好きじゃなくって愛してる! ~初秋編!~

八乃前 陣

☆プロローグ 亜栖羽の宿題☆


「………」

「………」

 夏休みが開けて、二学期。

 最初の休日である土曜日のお昼前。

 育郎と亜栖羽は、カフェの席にその姿があった。

 運ばれたアイスティーを前に、緊張の表情も愛らしい亜栖羽は、まるで合格発表を待つ受験生の如く、俯いて身を固くしている。

 テーブルを挟んだ向かいの席には、アイスカフェオレを前に、やはり緊張の強面な育郎が座す。

 姿勢も正しく冷や汗を見せる筋肉の巨漢は、いたいけな少女を丸呑みにしに来た鬼と見紛うばかりであった。

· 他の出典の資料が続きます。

PR #67, opened 2022-08-15
Message storage

### LINKED ISSUE #44: Add message storage
Move the message storage from https://github.com/boxdot/gurk-rs/ to presage, which should make it more useful. This will also make implementing encryption easier, since it'll be in a single place. Pinging @boxdot to fill in the details.

Schmiddiii:
This is a initial draft for message storage. The trait behind message storage is `MessageStore`, which is currently only has very basic functionality, e.g. storing and retrieving messages by sender and timestamp, listing all messages. This should definitely be expanded in the future with e.g. associating messages with channels/groups, listing messages from channels/groups. I don't think searching would be easily possible as sled (the main current implementation) is basically just a key-value store and not intended to be searchable (as far as I see).

The message serialization/deserialization is done using protobuf. I think the additional work done here (mainly the `InternalSerialization.proto` with function implementations) should be upstreamed to `libsignal-service-rs`

For receiving messages, there is a new function in the `Manager`, if the config store is also a messages store. This is only a thin wrapper around the normal receive function.
 
The example cli has also been updated to include use the new function for receiving and a argument for listing the current messages.

As already mentioned, this is still a early draft and only represents a idea on how this could be implemented. This idea should be discussed if this even is the right direction for this project.

This would close #44.

## Update

Associating messages with a contact/group is now implemented. I think the code is not as nice as it could be because `sled` does not seem to be made for such tasks, something like a real DB would be better suited. But it is working.

### DIFF
--- a/build.rs
+++ b/build.rs
@@ -1,0 +1,33 @@
+use std::io::Result;
+use std::path::Path;
+
+fn main() -> Result<()> {
+    let protobuf = Path::new("src/protobuf").to_owned();
+
+    // Build script does not automagically rerun when a new protobuf file is added.
+    // Directories are checked against mtime, which is platform specific
+    println!("cargo:rerun-if-changed=src/protobuf");
+    // Adding src/proto.rs means an extra `include!` will trigger a rerun. This is on best-effort
+    // basis.
+    println!("cargo:rerun-if-changed=src/proto.rs");
+
+    let input: Vec<_> = protobuf
+        .read_dir()
+        .expect("protobuf directory")
+        .filter_map(|entry| {
+            let entry = entry.expect("readable protobuf directory");
+            let path = entry.path();
+            if Some("proto") == path.extension().and_then(std::ffi::OsStr::to_str) {
+                assert!(path.is_file());
+                println!("cargo:rerun-if-changed={}", path.to_str().unwrap());
+                Some(path)
+            } else {
+                None
+            }
+        })
+        .collect();
+
+    prost_build::compile_protos(&input, &[protobuf])?;
+
+    Ok(())
+}
--- a/examples/cli.rs
+++ b/examples/cli.rs
@@ -94,16 +94,21 @@ enum Cmd {
     #[clap(about = "List contacts")]
     ListContacts,
     #[clap(about = "List messages")]
-    ListMessages,
-    #[clap(about = "List messages from contact")]
-    ListMessagesFromContact {
-        #[clap(long, short = 'u', help = "contact UUID")]
-        uuid: Uuid,
-    },
-    #[clap(about = "List messages")]
-    ListMessagesFromGroup {
-        #[clap(long, short = 'k', help = "Master Key of the V2 group (hex string)")]
-        master_key: String,
+    ListMessages {
+        #[clap(
+            long,
+            short = 'u',
+            help = "contact UUID",
+            conflicts_with = "master-key"
+        )]
+        uuid: Option<Uuid>,
+        #[clap(
+            long,
+            short = 'k',
+            help = "Master Key of the V2 group (hex string)",
+            conflicts_with = "uuid"
+        )]
+        master_key: Option<String>,
     },
     #[clap(about = "Find a contact in the embedded DB")]
     FindContact {
@@ -433,34 +438,22 @@ async fn run<C: ConfigStore + MessageStore>(
             let manager = Manager::load_registered(config_store)?;
             manager.request_contacts_sync().await?;
         }
-        Cmd::ListMessages => {
-            let mut msgs = config_store.messages()?;
-            msgs.sort_by_key(|m| m.metadata.timestamp);
-            for msg in msgs {
-                match msg.body {
-                    ContentBody::DataMessage(message)
-                    | ContentBody::SynchronizeMessage(SyncMessage {
-                        sent:
-                            Some(Sent {
-                                message: Some(message),
-                                ..
-                            }),
-                        ..
-                    }) => {
-                        println!(
-                            "{}: {}",
-                            msg.metadata.sender.e164_or_uuid(),
-                            message.body.unwrap_or_else(|| "".to_string())
-                        )
-                    }
-                    _ => {}
+        Cmd::ListMessages { master_key, uuid } => {
+            let thread = match (master_key, uuid) {
+                (Some(master_key), _) => {
+                    let master_key_bytes = hex::decode(master_key).expect("Master Key to be hex");
+                    Thread::Group(
+                        master_key_bytes
+                            .try_into()
+                            .expect("Master key to be 32 bytes"),
+                    )
                 }
-            }
-        }
-        Cmd::ListMessagesFromContact { uuid } => {
-            let thread = Thread::Contact(uuid);
-            let iter = config_store.messages_by_thread(&thread, None)?;
-            for msg in iter.take(10) {
+                (_, Some(uuid)) => Thread::Contact(uuid),
+                _ => panic!("At least one of master-key or uuid has to be given"),
+            };
+            let iter = config_store.messages(&thread, None)?;
+            let mut printed = 0;
+            for msg in iter {
                 match msg.body {
                     ContentBody::DataMessage(message)
                     | ContentBody::SynchronizeMessage(SyncMessage {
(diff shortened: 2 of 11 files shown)


gferon:
Awesome contribution 🥳 Thanks a lot @Schmiddiii! I'll try to give this a look ASAP and will get back to you.

gferon:
> something like a real DB would be better suited. But it is working.

That was my plan all along! I really wanted to spend some time extracting the storage backend from https://gitlab.com/whisperfish/whisperfish so we can share this, but I never got the courage to get started. Alternatively, we can look into replacing `sled` by something else.

Schmiddiii:
>That was my plan all along!  I really wanted to spend some time extracting the storage backend from https://gitlab.com/whisperfish/whisperfish so we can share this, but I never got the courage to get started.

Sounds interesting. Do you think that would be hard? One request I would have is also encrypted storage for that (I don't know if that is already implemented in Whisperfish). I already have encrypted storage for Flare, but it is pretty ugly, basically a clone of your `sled`-store that uses `encrypted-sled` instead.

gferon:
> Sounds interesting. Do you think that would be hard?

I don't think so, but rather tedious - I know @rubdos refactored some of the storage backend a little while ago and it might be worth looking at this with fresh eyes. Encryption is already supported and enabled with `sqlcipher` 🗝️.

Schmiddiii:
It is probably worth looking into that a little more before continuing with this PR.

build.rs
```diff
@@ -0,0 +1,33 @@
+use std::io::Result;
+use std::path::Path;
+
+fn main() -> Result<()> {
```
gferon, line 4: I think it's fine to have this here, instead of moving `InternalSerialization.proto` in `libsignal-service-rs`

examples/cli.rs
```diff
@@ -169,30 +190,32 @@ async fn send<C: ConfigStore>(msg: &str, uuid: &Uuid, manager: &Manager<C,Regist
...
-                                    attachments_tmp_dir.path().display()
-                                );
+        "attachments will be stored in {}",
+        attachments_tmp_dir.path().display()
+    );
 
-    let messages = manager
-        .clone()
-        .receive_messages()
+    let clone = manager.clone();
```
gferon, line 202: not necessary anymore?

src/config/secret_volatile.rs
```diff
@@ -125,6 +125,39 @@ impl ContactsStore for SecretVolatileConfigStore {
     }
 }
 
+impl MessageStore for SecretVolatileConfigStore {
+    fn save_message(&mut self, _message: libsignal_service::prelude::Content) -> Result<(), Error> {
+        warn!("messages are not saved when using volatile storage.");
+        Ok(())
+    }
+
+    fn messages(&self) -> Result<Vec<libsignal_service::prelude::Content>, Error> {
```
gferon, line 134: I think it would be better if this was `impl Iter<Item = Content>` instead.

gferon (changes requested):
I realized that this is already such a good contribution that I'd rather move forward with it, and add a new storage backend with `sqlite` afterwards.

I have some questions about the data model though. To me, the main use-case is to load threads from a client, not to fetch a single messages. I think it might be a better idea to assign IDs to "threads" from either a group or a single recipient (one call) and then return an iterator over all messages ordered by timestamp for one thread. You could also spare the first lookup entirely by making a composite key the way you did it in [MessageIdentity](https://github.com/whisperfish/presage/pull/67/files#diff-b0ba3e54b6f5ef1fa6aed8075e352a68fda66067fbafa8421042a2347801338aR50). What do you think?

Schmiddiii:
> think it might be a better idea to assign IDs to "threads" from either a group or a single recipient (one call) and then return an iterator over all messages ordered by timestamp for one thread. You could also spare the first lookup entirely by making a composite key the way you did it in [MessageIdentity](https://github.com/whisperfish/presage/pull/67/files#diff-b0ba3e54b6f5ef1fa6aed8075e352a68fda66067fbafa8421042a2347801338aR50). What do you think?

I am not entirely sure what you mean with that. Do you think `messages_by_contact/group` should return `impl Iterator<Item = Content>` instead of `Vec<MessageIdentity>`? Or do you want to combine `messages_by_contact/group` into one `message_by_thread(Thread)` where `Thread` is a enum either Contact or Group?.

Either way, I think returning `impl Iterator<Item = Content>` (or maybe more future-proof for diesel-async `impl Stream<Item = Content>`?) is seems better.

src/config/secret_volatile.rs
Schmiddiii: This is harder then I imagined. Just swapping out `Vec<_>` to `impl Iterator<Item = _>` results in `error[E0562]: `impl Trait` only allowed in function and inherent method return types, not in trait method return`, creating a new type for the returned value works, but one cannot give a concrete value to the type in the implementations as it uses closures for `filter_map`ping. Maybe `Box<dyn Iterator<Item = _>>` is better here?

Schmiddiii:
Just a small FYI, this is now successfully used in a [Flare Draft MR](https://gitlab.com/Schmiddiii/flare/-/merge_requests/12), so it seems to be working fine. And before merging, this should probably be squashed into one commit as it got a little messy commit-wise.

gferon:
Sorry for the radio silence, I see you're still working on this 💪🏼 

> I am not entirely sure what you mean with that

IMO, the main use-case for retrieving messages is for a UI to display what I'll call a "thread". This can be either a 1-1 thread, or a group thread. `sled` has a [https://docs.rs/sled/latest/sled/struct.Tree.html#method.range](range) method on is `Tree` struct, which sounds perfect to me if each thread has its own tree, and where the key is the timestamp of the message. Messages don't have IDs in official Signal clients, and using the timestamp is how reactions are being applied to the correct message, for instance.

At the end of the day we can either have multiple methods like you did in the trait, or something that takes some enum that describes the key. Right now, I'm thinking of something like this:

```rust
enum Thread {
  Contact(Uuid),
  Group(GroupKey),
}

fn messages(thread_key: Thread, from: Option<u64>) -> impl Iter<Msg>;
```

Using the `timestamp` in the retrieving method makes it trivial to paginate if you want to only load some messages for example. It also makes it easy to trim the store for "messages older than X".

I'm sorry this might mean you need to rework some of what you've done here, if that's an option I'm also willing to take it as-is and apply some changes on top.

Schmiddiii:
Now I see what you mean, and it sounds pretty brilliant. There are only a few minor issues/questions:

- A thread can have multiple messages at the same timestep (even though probably very rare). One could maybe check and move the message by 1ms if needed (I would highly doubt that there is a chat room out there that has more than one message per milliseconds, which would lead to problems in that case).
- The pagination sounds really great, but I will need to investigate first if "load the last 10 messages before X timestamp" is possible without loading the entirety of every message before that timestamp (meaning: Does the iterator dynamically load the messages). I would guess they are dynamically loaded, otherwise they probably would not return iterators. I will probably need a closer look at the sled documentation for this.

I will try to investigate the things you mentioned closer the next few days.

gferon:
> A thread can have multiple messages at the same timestamp

While technically true, Signal already takes care of that in the server implementation, and since you receive messages only in the context of a thread it cannot happen. This is an assumption we can make, and we could even return an error on storage in the case where that ever happens (thank you 🦀)

> without loading the entirety of every message before that timestamp

That's exactly the point of the `range()` method I mentioned. `sled` is based on the concept of a LSM Tree with extra optimizations, which perform optimizations on common prefixes (which all timestamps can have - think buckets).

> as for `impl Iterator<Item=Msg>` in a trait, IIRC we can try the approach of returning a struct, which then implement `IntoIterator` or return `Box<dyn Iterator>`

Schmiddiii:
I think everything needed should now be implemented. I have not yet tested it in the CLI, but it works for Flare (and is actually easier to use). Thanks again for the great advice. Could you maybe especially look over the logic of turning `Content+Option<ServiceAddress>` to `Thread` and check if there are some special cases I forgot to consider (already happened to me twice).

src/manager.rs
```diff
@@ -823,3 +823,19 @@ impl<C: ConfigStore> Manager<C, Registered> {
...
+impl<C> Manager<C, Registered>
+where
+    C: ConfigStore + MessageStore,
+{
+    pub async fn receive_messages_store(&self) -> Result<impl Stream<Item = Content> + '_, Error> {
+        let mut store = self.config_store.clone();
+        Ok(self.receive_messages().await?.map(move |c| {
+            if c.metadata.sender.uuid.is_some() {
+                // TODO: Error handling?
+                let _ = store.save_message(c.clone(), None::<ServiceAddress>);
```
gferon, line 836: I think here, you could just log errors, I don't feel like we should interrupt the stream if we can't decode a single message.

src/config/sled.rs
```diff
@@ -460,6 +464,112 @@ impl IdentityKeyStore for SledConfigStore {
...
+    ) -> Result<(), Error> {
+        let receiver = receiver.map(|s| s.into());
+
+        let id = MessageIdentity::try_from(&message)?;
+        let thread = Thread::from_content_receiver(&message, receiver.as_ref())?;
+        let timestamp = id.1;
+
+        log::trace!("Storing a message with id: {:?}", id);
+
+        let tree_messages = self
```
gferon, line 488: Do you have a real need for storing and accessing messages one by one? IMO, we should only store messages once.

src/config/sled.rs
```diff
@@ -460,6 +464,112 @@ impl IdentityKeyStore for SledConfigStore {
...
+        let val = tree.get(key)?;
+        if let Some(val) = val {
+            let proto = ContentProto::decode(&*val)?;
+            Ok(Some(proto.into_content()))
+        } else {
+            Ok(None)
+        }
+    }
+
+    fn messages_by_thread(
```
gferon, line 541: Following the previous comment, I would rename this method `messages` with the same parameters.

examples/cli.rs
```diff
@@ -93,6 +93,18 @@ enum Cmd {
     ListGroups,
     #[clap(about = "List contacts")]
     ListContacts,
+    #[clap(about = "List messages")]
+    ListMessages,
+    #[clap(about = "List messages from contact")]
+    ListMessagesFromContact {
```
gferon, line 99: if you apply the comments from above and only end up having two ways of retrieving messages, you can use a neat trick from `clap_derive` and have a single command, where one argument has an additional attribute `conflicts_with` with the other (just be careful that it should be set to `master-key` and not `master_key`).

examples/cli.rs
```diff
@@ -416,6 +433,83 @@ async fn run<C: ConfigStore>(subcommand: Cmd, config_store: C) -> anyhow::Result
...
+                            Some(Sent {
+                                message: Some(message),
+                                ..
+                            }),
+                        ..
+                    }) => {
+                        println!(
+                            "{}: {}",
+                            msg.metadata.sender.e164_or_uuid(),
+                            message.body.unwrap_or_else(|| "".to_string())
```
gferon, line 453: what about filtering only message that have a body in the `match` statement above? this would prevent the output from being littered with empty "system" messages.

gferon (changes requested):
Exciting! I feel like this is getting close to be ready for merging 🥳 thanks again for your work on this.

 カフェの店員さんたちも、実は警察へ通報した方が良いのではと、気遣った一場面もあったり。

 しかしポニテも涼し気な少女の極上笑顔で「だいじょ~ぶで~す♡」とか、幸せいっぱいの眩しい笑顔で返されてしまうと、その背後で蕩けた鬼瓦のような青年が悪鬼に見えても、どうすることも出来なかった。

 向かい合う二人の間、テーブルの上には、一冊のノートが置かれている。

「そ、それじゃあ、オジサン…お願いします…っ!」

「で、では…ゴホん」

 ジっと目を閉じる亜栖羽以上に緊張をしている育郎が、震える指で、ノートを手に取る。

「…は、拝見します…っ!」

「は、はい…っ!」

 開かれた横書きノートの一ページ目は真っ白で、更に捲ると、タイトルが書かれていた。

『森のクマさんとウサギさん』

 カラーマーカーで手書きの少女文字に、巨漢青年の心が、一瞬で溶解させられた。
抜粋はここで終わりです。